Bei Prüm denken wahrscheinlich viele Menschen noch an einen alten Witz mit Bundeskanzler Helmut Kohl [1]. Manfred Lang hat in seiner Rubrik „Manni kallt Platt“ des WochenSpiegels [2] gerade auch eine Anekdote zu Prüm veröffentlicht. Aber mich hatten nicht Witze nach Prüm geführt, sondern ich wollte die Sankt Salvator Basilika besuchen und in ihr wollte ich mir insbesondere das Hochgrab von Lothar I. ansehen. Hier werde ich mich neben der Sankt-Salvator-Basilika also auch mit Lothar I. etwas beschäftigen, denn immerhin heiße auch ich Lothar [3].

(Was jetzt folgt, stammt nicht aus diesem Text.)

PR #34121, opened 2021-07-13
Add Python Helper Function to Get Block Inputs/Outputs

zhhsplendid:
### PR types

New features
### PR changes

APIs
### Describe

As the title, add Python helper function to get block Inputs/Outputs. This function is helpful to distributed computing for sharding.

### DIFF
--- a/python/paddle/fluid/layers/utils.py
+++ b/python/paddle/fluid/layers/utils.py
@@ -17,7 +17,7 @@ import collections
 import copy
 import six
 import numpy as np
-from ..framework import Variable, in_dygraph_mode
+from ..framework import Block, Variable, in_dygraph_mode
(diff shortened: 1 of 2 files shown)


python/paddle/fluid/layers/utils.py
```diff
@@ -429,3 +429,31 @@ def try_get_constant_shape_from_tensor(shape_tensor):
             return None
 
         return None
+
+
+def get_inputs_outputs_in_block(block, program):
```
thisjiang: The parameter `program` not use?

zhhsplendid: Thanks, deleted

Aurelius84 (approved):
LGTM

Prüm ist eine hübsche Kleinstadt im Eifelkreis Bitburg Prüm. Mit etwa 5500 Einwohnern. Die Prüm ist ein Nebenfluss der Sauer am Fuße des Schneifel-Höhenzuges [18]. 720 wurde Prüm erstmals als villa prumia erwähnt. 721 gründeten Bertrada und Charibert mit Mönchen aus dem Kloster Echternach ein Kloster in Prüm. 799 erfolgte die Weihe der Klosterkirche St. Salvator. „Etwa in den Jahren 891–919 entstand hier das Liber aureus von Prüm, die bedeutendste Urkundensammlung aus der Karolingerzeit.“ [4]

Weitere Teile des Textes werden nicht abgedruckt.